The danger of migrating all your data to a new platform before having clear use cases is that your budget drains out before you’ve created any added value.

To ensure business and management buy-in and avoid burning money on the wrong things, you need to migrate one use case at a time.

3. Before scaling your Data Science team, have a validated roadmap, management buy-in and an initial Proof-of-Concept or prototype.

It’s tempting to start hiring and scaling your Data Science team, but as long as there are no real use cases they will lack focus and direction.

Making sure Data Science is supported throughout the organization is your first goal. For this you need experts that can translate your business into Data Science or Machine Learning solutions.

4. Get your data stakeholders involved and give them dedicated time: owners, suppliers and users.

Working on Data Science projects requires input from a lot of people. If they’re not properly involved there’s a risk that they become bottlenecks. This creates overhead and delays.

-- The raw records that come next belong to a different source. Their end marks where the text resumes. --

PR #1897, opened 2024-12-03
GO-4277 Revise system objects using bundled info

KirillSto:
https://linear.app/anytype/issue/GO-4277/make-the-list-of-relations-hidden-for-all-objects

We should use bundled relations and types as origin bundled objects information, as Marketplace store need to be indexed first


requilence:
1. if user want to make a featured relation not-featured client need to send 2 requests? It will be also 2 changes and a chance that only one of them got synced
2. what if somehow we will have the same relation in both featured list and recommended? should we take a responsibility to prevent such cases on our side?

PR #2155, opened 2025-02-25
GO-5165 Migrate types with recommendedFeaturedRelations

KirillSto:
https://linear.app/anytype/issue/GO-5165/add-to-all-existing-and-newly-created-types-feature-relations-object

Type, Tag and Backlinks realtions should be added to recommendedFeaturedRelations of all type objects

### DIFF
--- a/core/block/editor/page.go
+++ b/core/block/editor/page.go
@@ -289,6 +289,10 @@ func (p *Page) CreationStateMigration(ctx *smartblock.InitContext) migration.Mig
 func (p *Page) StateMigrations() migration.Migrations {
 	return migration.MakeMigrations([]migration.Migration{
 		{
+			Version: 2,
+			Proc:    func(s *state.State) {},
+		},
+		{
 			Version: 3,
 			Proc:    p.featuredRelationsMigration,
 		},
--- a/core/block/editor/page.go
+++ b/core/block/editor/page.go
@@ -304,7 +304,7 @@ func (p *Page) featuredRelationsMigration(s *state.State) {
 		return
 	}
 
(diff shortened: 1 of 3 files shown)


core/relationutils/recommended.go
```diff
@@ -19,7 +19,7 @@ type ObjectIDDeriver interface {
 }
 
 var (
-	defaultFeaturedRelationKeys = []domain.RelationKey{
+	DefaultFeaturedRelationKeys = []domain.RelationKey{
```
AnastasiaShemyakinskaya, line 22: May be it's better to return defaultFeaturedRelationKeys in function. Because now everyone can modify this slice in application

deff7 (approved):

core/block/editor/page.go
```diff
@@ -286,8 +289,46 @@ func (p *Page) CreationStateMigration(ctx *smartblock.InitContext) migration.Mig
...
+func (p *Page) featuredRelationsMigration(s *state.State) {
+	if p.Type() != coresb.SmartBlockTypeObjectType {
+		return
+	}
+
+	if s.HasRelation(bundle.RelationKeyRecommendedFeaturedRelations.String()) {
+		return
+	}
+
+	featuredRelationIds := make([]string, len(relationutils.DefaultFeaturedRelationKeys))
```
deff7, line 307: `make([]string, 0, len(relationutils.DefaultFeaturedRelationKeys))`

core/relationutils/recommended.go
KirillSto: Yeah, good point, let me fix that!

PR #2157, opened 2025-02-25
GO-5167 Exclude featuredRelations from template

KirillSto:
https://linear.app/anytype/issue/GO-5167/do-not-take-featuredrelations-from-template

- we should not take `featuredRelations` from template state when creation new obejct
- we should not pre-fill `featuredRelations` when creating new object (`description` is an exception)


core/block/editor/page.go
```diff
@@ -284,10 +278,5 @@ func (p *Page) CreationStateMigration(ctx *smartblock.InitContext) migration.Mig
 }
 
 func (p *Page) StateMigrations() migration.Migrations {
-	return migration.MakeMigrations([]migration.Migration{
-		{
-			Version: 2,
-			Proc:    template.WithAddedFeaturedRelation(bundle.RelationKeyBacklinks),
-		},
-	})
+	return migration.MakeMigrations([]migration.Migration{})
```
AnastasiaShemyakinskaya, line 281: Are you sure it is safe to remove migration? We probably have objects with version 2. When we are going to add some new migration, we will make migration with version 1 (because we don't have any migration here). And this migration won't work for old objects with version 2

core/block/template/templateimpl/impl.go
```diff
@@ -181,7 +183,7 @@ func extractTargetDetails(originDetails *domain.Details, templateDetails *domain
 		templateVal := templateDetails.Get(key)
 		if templateVal.Ok() {
 			inTemplateEmpty := templateVal.IsEmpty()
-			if key == bundle.RelationKeyResolvedLayout {
+			if key == bundle.RelationKeyLayout {
```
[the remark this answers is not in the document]
deff7: and comment why it's necessary

core/block/editor/page.go
KirillSto: Yeah, I have removed it because of https://github.com/anyproto/anytype-heart/pull/2155, where we decided to add migration with version 3. Anyway this migration should be left to set migration version with empty function

core/block/template/templateimpl/impl.go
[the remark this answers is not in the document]
KirillSto: Done!

core/block/editor/page.go
KirillSto: Fixed!

deff7 (approved):

PR #2176, opened 2025-02-28
GO-5187 Move layout resolution to hook

KirillSto:
https://linear.app/anytype/issue/GO-5187/change-of-type-settings-should-leave-to-deletion-of-corresponding

On object type details change we should check all objects and templates corresponding to this type.

If **recommendedLayout** of type is changed, we should update **resolvedLayout** of these objects. Futhermore there could be old objects remaining **layout** detail, so this detail should be removed from state if its value equals to old or new value of **recommendedLayout**.

If **layoutAlign** is changed in type, we also should check that objects and templates corresponding to type do not have **layoutAlign** detail. We delete it in case its value corresponds to old or new value of **layoutAlign** detail of type.

If **recommendedFeaturedRelations** is changed, we do the same check as for **layoutAlign**, but instead of deleting detail from state, we clear it. **FeaturedRelations** detail could carry **description** value, and that is the only role of this relation for now


core/block/editor/objecttype.go
```diff
@@ -0,0 +1,438 @@
...
+		},
+	}})
+	if err != nil {
+		return nil, fmt.Errorf("failed to get templates with this target type: %w", err)
+	}
+
+	return append(records, templates...), nil
+}
+
+func collectRelationsChanges(
```
deff7, line 388: maybe return structure? Too many values

KirillSto: Done!

deff7 (approved):

PR #2190, opened 2025-03-04
GO-5143 Sync relLinks on view relations update

KirillSto:
https://linear.app/anytype/issue/GO-5143/changing-visibility-does-not-work-for-types-as-widgets

On view.Relations update we should sync them with dataview.RelationLinks


core/block/dataviewservice/service.go
```diff
@@ -242,16 +263,71 @@ func (s *service) ReorderDataviewViewRelations(
...
 }
 
+func (s *service) syncViewRelationsAndRelationLinks(objectId, viewId string, dv dvblock.Block) {
+	view, err := dv.GetView(viewId)
+	if err != nil {
+		log.Error("failed to get view", zap.String("viewId", viewId), zap.Error(err))
+		return
+	}
+
+	relationLinksKeys := map[string]struct{}{}
```
AnastasiaShemyakinskaya, line 286: This map could be preallocated

core/block/dataviewservice/service.go
```diff
@@ -242,16 +263,71 @@ func (s *service) ReorderDataviewViewRelations(
...
+			spaceId, err := s.idResolver.ResolveSpaceID(objectId)
+			if err != nil {
+				return nil, fmt.Errorf("failed to resolve space id: %w", err)
+			}
+			spaceIndex = s.objectStore.SpaceIndex(spaceId)
+		}
+		return spaceIndex.GetRelationLink(key)
+	}
+
+	currentViewKeys := map[string]struct{}{}
```
AnastasiaShemyakinskaya, line 303: The same

core/block/dataviewservice/service.go
KirillSto: Done!

AnastasiaShemyakinskaya (approved):

PR #2221, opened 2025-03-11
Refactoring of Pb converter proposal

KirillSto:
Use the very Pb structure to accumulate necessary info during import


core/block/import/pb/converter.go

  1. Owners: they own the data source, but are not necessarily the end users. They can provide you an understanding of the data and the data model.
  2. Suppliers: the people who are literally going to supply the data. It’s key that they have dedicated time to supply the data. They are often over demanded and this is just another request on their pile.
  3. Users: the ones that are going to use the output. Whatever you build, it’s your end user that is going to tell you what.

5. Start from the data you have today for an initial Proof-of-Concept or prototype.

In every Data Science project data will be the hardest resource to make available. It will be locked away in some legacy systems, managed by overly questioned people.

6. Identify a roadmap with a series of workshops with business, having one specific use case as input.

Starting with a initial small use case as input makes that they can relate, understand the value and translate it to their situation.

We’ve seen that a basic understanding of the potential of Data Science is essential to have efficient workshops. Explaining Data Science with use cases that are hard to relate to, makes it more difficult.

7. Score on value vs. feasibility (both technically, data availability and politically).

The number of interesting Data Science projects is endless, but there’s an important trade-off between the feasibility and value.

When starting your Data Science activities it’s good to have a focus and some quick wins to convince everyone of the value. This requires to focus on the low hanging fruits.

8. Start with a prototype.

Before fully launching anything, start with a prototype that has the least amount of features to deliver the basic value proposition. This enables you to gather end user feedback and creates value from the start. Then continue to iterate and improve, both technically and qua features.

We’ve a number of companies launching a complex and feature-rich product, but lacking any end user feedback. Eventually they had to strip down to the basic value proposition and start from there.

Keep in mind, your solution will never be finished. The data, technology and business requirements will keep evolving.


Work use case per use case with the bigger picture in mind, involving business and data stakeholders from the start.